A month in and still I sometimes feel the wharf rat feeding.
It’s like stage fright only much worse, that tied up in
knots feeling in my belly, that just this side of wanting to puke until tears
run down my face and I can’t breathe for gagging sensation. I sleep badly and don’t dare to even think
about eating anything. My beloved
Ghiradelli chocolates sit untouched on the kitchen counter and I rinse my mouth
with last night’s now lukewarm Diet Coke but I’m scared to swallow. What goes up must come down, but when you’re
feeling the way I do, what goes down
will surely come up and it’s a prospect I can’t currently face.
A diversion is required, I decide, something to evict,
distract, and occupy my thoughts. I pull
on faded sweatpants and one of my at-home-only ragged t shirts, slip into my
old Nikes and head for the door. A long walk, a healthy sweat, a cold shower
when I get home, I think. Exhaust the
body and hope that the mind will follow, I think. Whatever it takes to drive off this hovering
feeling of sea sickness, I think. It
sits like lead in my gut, threatening, threatening, threatening, a small but
powerful bad weather cloud of nervousness.
It would ease my mind to think I’m coming down with some brief but nasty
intestinal thing but I’m not. This is
all a mind influencing body process and I’m doing it to myself.
I’ve mostly gotten over the anger and shame of being fired
but facing the future is an entirely different matter. A part of me wants to weep for it - for the
retirement that will never come - now
replaced by a dreadful uncertainty, a fragile outlook at best. I resolve (several times a day, now that you
mention it) to “Stay in the Day” as the old AA slogan recommends and not look
too far forward. I remind myself (to the
point of being dully repetitive and boring) that worry will solve nothing and
only extend the life of the nasty little creature that’s gnawing and sawing in
my belly. I imagine it to be a sly
little monster, the kind that might eventually grow up to become a wharf rat
prowling Boston’s harbor, the worst kind
of emotional predator, with fang-y sharp teeth, yellow-ish eyes, a whipsaw tail
and the patience of Job. I even think
about giving him a name so that when he rips into my insides, I can yell
something like Whoa, Fred! Back the hell off! It’s a silly notion but for a moment or
two it almost actually works and I conjure up an image of roadkill, stiff
legged and decomposing by the curb of one Back Bay’s old cobblestone
sidestreets. Passersby cross the road
to avoid it but some recognize it and a few avert their eyes while cheering on
the inevitable but slow process of decay.
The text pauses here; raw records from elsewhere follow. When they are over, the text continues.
PR #7571, opened 2025-08-29
fix: layout snippet inside of snippet (#7567)

### LINKED ISSUE #7567: Layout snippets do not work from within other layout snippets
## Description

When I use a [layout snippet](https://getkirby.com/docs/guide/templates/snippets#passing-slots-to-snippets__layout-snippets) within another layout snipped, the content is discarded without any error reported.

**Expected behavior**  

I would expect to see the content of the included snippet.

**Note**

Since I found a workaround, the issue is not really important to me. However, I was a bit lost initially when I got an empty page without any error. I thought I should let you know anyway.

## To reproduce

1. Create a snippet
2. Create another snippet which uses the previous snipped as a layout snippet
3. Create a template which uses the snipped from step 2 as a layout snippet
4. **Content of the snipped from step 1 is missing**

**Example**

In the following example, I get a HTTP 200 response, but the page is completely empty.

https://github.com/JojOatXGME/plainkit/commit/5798fca5aa919f5160ed57964a22069f852542d0

<details>
<summary>Alternative: patch on top of plainkit (based on commit 3d651f772485fa7ec836238bde103d4368e9fdcb)</summary>

```diff
$ git diff --staged
diff --git a/site/snippets/base.php b/site/snippets/base.php
new file mode 100644
index 0000000..74e38ae
--- /dev/null
+++ b/site/snippets/base.php
@@ -0,0 +1 @@
+<h1><?= $page->title() ?></h1>
diff --git a/site/snippets/subsnippet.php b/site/snippets/subsnippet.php
new file mode 100644
index 0000000..b95c82b
--- /dev/null
+++ b/site/snippets/subsnippet.php
@@ -0,0 +1 @@
+<?php snippet('base', slots: true);
diff --git a/site/templates/default.php b/site/templates/default.php
index 74e38ae..9ca23b8 100644
--- a/site/templates/default.php
+++ b/site/templates/default.php
@@ -1 +1 @@
-<h1><?= $page->title() ?></h1>
+<?php snippet('subsnippet', slots: true);
```

</details>

## Your setup
**Kirby Version**  
4.8.0

**Console output**  

```
> Composer\Config::disableProcessTimeout
> @php -S localhost:8000 kirby/router.php
[Mon Aug 25 01:15:56 2025] PHP 8.4.11 Development Server (http://localhost:8000) started
[Mon Aug 25 01:16:02 2025] [::1]:54971 Accepted
[Mon Aug 25 01:16:02 2025] [::1]:54971 Closing
```

 - Device: Desktop
 - OS: Windows 10
 - Browser: Firefox
 - Version: 142.0

**Workaround**  

Call `endsnippet()` at the end of either the snippet of step 2, or the template of step 3.

JojOatXGME:
## Description

Fixes #7567. Implement handling of [layout snippets](https://getkirby.com/docs/guide/templates/snippets#passing-slots-to-snippets__layout-snippets) within snippets.

Extract implementation from `Template::render` into `Snippet::load`. `Snippet::load` overrides `Tpl::load`. The calls to `static::load` inside `Snippet::render` and `Snippet::factory` are now referencing `Snippet::load` instead of `Tpl::load`. As a result, these two methods are now correctly handling layout snippets.

### 🐛 Bug fixes

- Fix layout snippet used within another snippet (#7567)

## Docs

- https://getkirby.com/docs/guide/templates/snippets#passing-slots-to-snippets__layout-snippets

### For review team

### DIFF
--- a/src/Template/Snippet.php
+++ b/src/Template/Snippet.php
@@ -135,15 +135,30 @@ class Snippet extends Tpl
 	}
 
 	/**
-	 * Closes any potentially open layout snippet.
+	 * Renders the given template.
+	 * This method supports the use of layout snippets inside the template.
 	 *
-	 * @param Snippet|null $outsideSnippet The expected value for `Snippet::$current`.
-	 * @param string|null $template The content of the currently processed template or snippet.
-	 * @param array $data Additional data provided to any potential layout snippet.
-	 * @return string|null The new adjusted content of the template if `$template` was given.
+	 * @param string|null $file Path to the template file.
+	 * @param array $data Data available inside the template.
+	 * @param array $layoutData Data available inside any potential layout snippet.
+	 * @return string The rendered content of the given template file.
+	 * @throws Throwable
+	 *
+	 * @see Tpl::load() Base implementation without support for layout snippets.
 	 */
-	public static function endlayout(Snippet|null $outsideSnippet, string|null $template = null, array $data = []): string|null
-	{
+	public static function load(
+		string|null $file = null,
+		array $data = [],
+		array $layoutData = [],
+	): string {
+		// if the template is rendered inside a snippet,
+		// we need to keep the "outside" snippet object
+		// to compare it later
+		$outsideSnippet = Snippet::$current;
+
+		// load the template
+		$template = parent::load($file, $data);
+
 		// if last `endsnippet()` inside the current template
 		// has been omitted (= snippet was used as layout snippet),
 		// `Snippet::$current` will point to a snippet that was
@@ -159,21 +174,16 @@ class Snippet extends Tpl
 			return $template;
 		}
 
-		if (!isset($template)) {
-			// let the snippet close and render natively
-			echo static::$current?->render($data);
-			return null;
-		}
 		if (Snippet::$current->slots()->count() === 0) {
 			// no slots have been defined, but the template code
 			// should be used as default slot
-			return Snippet::$current->render($data, [
+			return Snippet::$current->render($layoutData, [
 				'default' => $template
 			]);
 		}
 		// swallow any "unslotted" content
 		// between start and end
-		return Snippet::$current->render($data);
+		return Snippet::$current->render($layoutData);
 	}
 
 	/**
@@ -289,16 +299,8 @@ class Snippet extends Tpl
 		// custom data overrides for the data that was passed to the snippet instance
 		$data = array_replace_recursive($this->data, $data);
 
-		// if the template is rendered inside a snippet,
-		// we need to keep the "outside" snippet object
-		// to compare it later
-		$snippet = Snippet::$current;
-
 		// load the template representing this snippet
-		$template = static::load($this->file, static::scope($data, $this->slots()));
-
-		// handle any potentially open layout snippet
-		return static::endlayout($snippet, $template);
+		return static::load($this->file, static::scope($data, $this->slots()));
 	}
 
 	/**
--- a/src/Template/Snippet.php
+++ b/src/Template/Snippet.php
@@ -135,6 +135,48 @@ class Snippet extends Tpl
 	}
 
 	/**
+	 * Closes any potentially open layout snippet.
+	 *
+	 * @param Snippet|null $outsideSnippet The expected value for `Snippet::$current`.
+	 * @param string|null $template The content of the currently processed template or snippet.
+	 * @param array $data Additional data provided to any potential layout snippet.
+	 * @return string|null The new adjusted content of the template if `$template` was given.
+	 */
+	public static function endlayout(Snippet|null $outsideSnippet, string|null $template = null, array $data = []): string|null
+	{
+		// if last `endsnippet()` inside the current template
+		// has been omitted (= snippet was used as layout snippet),
+		// `Snippet::$current` will point to a snippet that was
+		// opened inside the template; if that snippet is the direct
+		// child of the snippet that was open before the template was
+		// rendered (which could be `null` if no snippet was open),
+		// take the buffer output from the template as default slot
+		// and render the snippet as final template output
+		if (
+			Snippet::$current === null ||
+			Snippet::$current->parent() !== $outsideSnippet
+		) {
+			return $template;
+		}
+
+		if (!isset($template)) {
+			// let the snippet close and render natively
+			echo static::$current?->render($data);
+			return null;
+		}
+		if (Snippet::$current->slots()->count() === 0) {
+			// no slots have been defined, but the template code
+			// should be used as default slot
+			return Snippet::$current->render($data, [
+				'default' => $template
+			]);
+		}
+		// swallow any "unslotted" content
+		// between start and end
+		return Snippet::$current->render($data);
+	}
+
+	/**
 	 * Closes the last openend slot
 	 */
 	public function endslot(): void
@@ -247,7 +289,16 @@ class Snippet extends Tpl
 		// custom data overrides for the data that was passed to the snippet instance
 		$data = array_replace_recursive($this->data, $data);
 
-		return static::load($this->file, static::scope($data, $this->slots()));
+		// if the template is rendered inside a snippet,
+		// we need to keep the "outside" snippet object
+		// to compare it later
+		$snippet = Snippet::$current;
+
+		// load the template representing this snippet
+		$template = static::load($this->file, static::scope($data, $this->slots()));
+
+		// handle any potentially open layout snippet
+		return static::endlayout($snippet, $template);
 	}
 
 	/**
--- a/src/Template/Template.php
+++ b/src/Template/Template.php
@@ -5,7 +5,6 @@ namespace Kirby\Template;
 use Exception;
 use Kirby\Cms\App;
 use Kirby\Filesystem\F;
-use Kirby\Toolkit\Tpl;
 use Stringable;
 
 /**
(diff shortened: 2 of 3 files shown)


src/Template/Template.php
```diff
@@ -163,31 +163,8 @@ public function render(array $data = []): string
...
-		if (Snippet::$current->slots()->count() === 0) {
-			return Snippet::$current->render($data, [
-				'default' => $template
-			]);
-		}
-
-		// let the snippet close and render natively
-		return Snippet::$current->render($data);
+		// handle any potentially open layout snippet
+		return Snippet::endlayout($snippet, $template, $data);
```
JojOatXGME: Passing the `$data` from the template to the layout snippet is unexpected for me. This special case for layout snippets (in contrast to regular snippets) does not seem to be documented. Is this a bug? I think the `$data` from the template even overwrites data explicitly passed to the snippet.

I kept this behavior for backward compatibility. If this is a bug, we might consider removing or deprecating this behavior. Otherwise, I should probably forward `$data` in `Snippet::render` as well.

**EDIT:** I think forwarding data and slots to layout snippets might actually be a nice feature. This would match the behavior of *extending templates* I have seen in other template engines. I actually thought about creating a feature request for that a few days ago. However, in this case, we should also forward slots, not just data.

src/Template/Snippet.php
```diff
@@ -134,6 +134,48 @@ public static function end(): void
...
 
+	/**
+	 * Closes any potentially open layout snippet.
+	 *
+	 * @param Snippet|null $outsideSnippet The expected value for `Snippet::$current`.
+	 * @param string|null $template The content of the currently processed template or snippet.
+	 * @param array $data Additional data provided to any potential layout snippet.
+	 * @return string|null The new adjusted content of the template if `$template` was given.
+	 */
+	public static function endlayout(Snippet|null $outsideSnippet, string|null $template = null, array $data = []): string|null
```
JojOatXGME: Note that this is a new public method exposed to all users. Not sure if we should hide it somehow.

src/Template/Template.php
JojOatXGME: Note that any output from before opening the layout snippet gets discarded. This was already the case before. I think ideally, we should call `Snippet::endlayout` before `Tpl::load` calls `ob_get_contents()`. However, I avoided to call `Snippet::endlayout` from within `Tpl::load` because I assumed dependencies from `\Kirby\Toolkit` to `\Kirby\Template` are to be avoided. Alternatively, it might make sense to trigger an exception if there is any output before opening a layout snippet.

src/Template/Snippet.php
distantnative: I find the naming a bit add as we do not have any other layout-related method. There is no corresponding `beginLayout` or so which makes understanding the role of this method in the general picture a bit hard IMO. Maybe we can find a name that explains it a bit better?

distantnative:
@JojOatXGME Could you please provide the setup that this PR tries to solve. I have to admit I couldn't quite follow the description in the issue and therefore aren't sure if this is fixing an unwanted behavior or enabling an unwanted usage 😅

src/Template/Snippet.php
JojOatXGME: Not sure. I also thought about wrapping `Tpl::load`.

```php
/**
 * Load template with support for layout snippets.
 * This method mostly equivalent to `Tpl::load`, except that it supports the use of layout snippets.
 */
public static function loadTemplate(string|null $file = null, array $templateData = [], array $snippetData = []): string|null
{
	...
}
```

We could then also simplify the call side. The following code inside `Template::render` and `Snippet::render`

```php
// if the template is rendered inside a snippet,
// we need to keep the "outside" snippet object
// to compare it later
$snippet = Snippet::$current;

// load the template
$template = Tpl::load($this->file(), $data);

// handle any potentially open layout snippet
return Snippet::endlayout($snippet, $template, $data);
```

could then be replaced by this:

```php
$template = Snippet::loadTemplate($this->file(), $data, $data);
```

JojOatXGME:
> Could you please provide the setup that this PR tries to solve.

@distantnative I just created a fork of `plainkit` and made some adjustment to reproduce the issue. Does this help?

https://github.com/JojOatXGME/plainkit/commit/5798fca5aa919f5160ed57964a22069f852542d0

If you check out commit `5798fca5aa919f5160ed57964a22069f852542d0` and run the project, the resulting page will be empty. However, I would expect to see the content in the `default` template.

src/Template/Snippet.php
JojOatXGME: I update the implementation in fd22bcb4d94df716fc3fd826b1382129161f5018. I am now overriding (and wrapping) `Tpl::load` with `Snippet::load`. This also fixed a bug since I previously forgot to adjust `Snippet::factory`.

afbora:
@JojOatXGME I've been trying to understand the PR for 15 minutes, but I don't get it, sorry 🙂 I just see that the Template::render method has been moved to Snippet::load. Am I missing something? Does this PR actually solve the problem?

distantnative:
I think this might be the better/right direction, having the handling in `Snippet::load()` after every time a snippet file was actually loaded. I'll try to give it a test myself tomorrow, we might have to adapt some of the comments to make sense now.

The Template render call to snippet load reads a little weird - but might be full functional. Just semantically made me stumble.

JojOatXGME:
> I just see that the `Template::render` method has been moved to `Snippet::load`.

@afbora `Snippet::render` and `Snippet::factory` use `static::load`. They have previously used `Tpl::load`, but are now using `Snippet::load`. As a result, these two methods are now correctly handling layout snippets.

**EDIT:** I also now updated the description in the PR accordingly.

src/Template/Snippet.php
```diff
@@ -134,6 +134,58 @@ public static function end(): void
...
+	 * @param array $layoutData Data available inside any potential layout snippet.
+	 * @return string The rendered content of the given template file.
+	 * @throws Throwable
+	 *
+	 * @see Tpl::load() Base implementation without support for layout snippets.
+	 */
+	public static function load(
+		string|null $file = null,
+		array $data = [],
+		array $layoutData = [],
```
distantnative, line 152: `Question:` Where do you see the need to split this up into two parameters? Instead just having one `$data` parameter.

distantnative (commented):
We will need very thorough testing. These nested snippets and slots pose a lot of edge cases that I am afraid our unit tests do not fully cover yet. Before we merge, we should be very certain this doesn't add a regression for other use cases.

We also need to update the DocBlock and comments of the `Snippet::load()` method. It's misleading that we talk about templates win the context of snippets. I would also love if we could remove the term layout snippet (I know, not introduced but this PR but let's take the chance). Especially in this use case of nesting, the idea of layout doesn't make a lot of sense to me. I think in the end it's about snippets with slots where the closing `endsnippet()` call has been omitted and Kirby should end it implicitly at the end of a snippet file.

src/Template/Snippet.php
JojOatXGME: Currently, `Template::render` sets `$layoutData` to the same value as `$data`, but `Snippet::render` keeps the parameter empty. I only set `$layoutData` to the same value as `$data` inside `Template::render` for backward compatibility, but it looks to me like it actually might have been a bug. (At least the resulting deviation from normal snippets seems not to be documented.)

Within `Snippet::render`, I cannot set `$layoutData` to the same value as `$data` because this would lead to a runtime exception. The array for `$layoutData` currently must not contain `'slot'` nor `'slots'`. However, the `$data` given by `Snippet::render` does contain `'slot'` and `'slots'`.

I feel like the currently intended behavior is to always keep `$layoutData` empty. In other words, I think forwarding `$data` from the template to the snippet was actually another minor bug in the existing code, which I just preserved. If my understanding is correct, I could remove this parameter and always use an empty array instead.

However, if I look at the behavior not from the perspective of the bug fix, I would actually prefer if layout snippets would forward the data from the parent. I actually considered creating a feature request for that one or two weeks ago. This would match the behavior of *“Template Inheritance”* in other popular template engines like [Twig](https://twig.symfony.com/doc/3.x/templates.html#template-inheritance), [Laravel's Blade Templates](https://laravel.com/docs/12.x/blade#layouts-using-template-inheritance), [Jinja](https://jinja.palletsprojects.com/en/stable/templates/#template-inheritance), and [Django's template language](https://docs.djangoproject.com/en/5.2/ref/templates/language/#template-inheritance). However, I would consider this a new feature and therefore did not implement this behavior. To make this feature work, I would always set `$layoutData` to the same value as `$data`, implement proper merging of `slot` data, and tweak the precedence of data coming from this parameter vs the data explicitly provided from within the template. (The explicit content from the template should maybe take precedence for data, but not for slots.) While I would be happy to implement this behavior, I did not consider it part of this ticket. Also note that full “Template Inheritance” usually also includes a feature to call `super()` or `@@parent` to preserve the content from the extended template. This functionality would still not be covered by the implementation I have just described.

distantnative:
@JojOatXGME To give you an update where we are standing: The snippet nesting code is rather complex to track mentally with the levels it opens up and thus potential edge cases. Which is why we are a bit worried to simply merge this. I have started to set up more test scenarios (e.g. https://github.com/getkirby/sandbox/pull/21) to see if all other use cases are not broken accidentally by this PR. I will also try to add similar ones as unit tests.

Also changed the base for this PR as we will rather include this in a minor, but not patch release.

distantnative:
Had to recreate it as PR in our own repo: https://github.com/getkirby/kirby/pull/7599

No one mourns the loss of a disease-carrying, nasty wharf rat, not even
his own kind.
Things are not, of course, as bleak as the vicious and bad
tempered little rodent would have me believe. My social security benefits
arrive promptly every month and I’ve managed to find a part time job that will
ease the burden. If I’m careful and
lucky, it will allow me to tread water for a time, keep the bill collectors
from the door and the animals with me.
That’s the thought I try to hold onto.
It’s the thought that keeps me
from finding a high bridge over deep water.
There’s too much worry and weariness in the world, I
think. It makes us lose sight of and
hope in the future, makes us forget that all trials and tribulations will
end. If it were just me, I might
actually clear a little space - no more
than a lightless, unused corner, surely -
in my head for those dark thoughts that like to slither in and make
themselves at home but the little ones are innocent and untouched by my state
of mind or my fate. I cannot, will not leave them anymore than I would
entrust their care to someone else. More than anything else, they keep the
wharf rat at bay.
Meanwhile, he must be exposed, must be driven out of the
shadows - first by admitting that he’s
there, then by confronting him and daring him to come closer. He will snap and snarl and seduce, flash
those wicked little teeth and beckon with his claws. And I will gather my little ones and hug them
tightly, remind myself that tomorrow will be better, that life is too precious
to live with worry and weariness, far too precious to give up without a fight.
Given sufficient time, I suspect I may see this as a good
thing. The steady income is gone but so
is the anger and depression of being trapped in an environment that had turned
toxic. The future, uncertain as it may
be, is better than the dark paralysis of being miserable and stuck.
So bring it on, wharf rat.
Because for right now, the kitchen’s closed.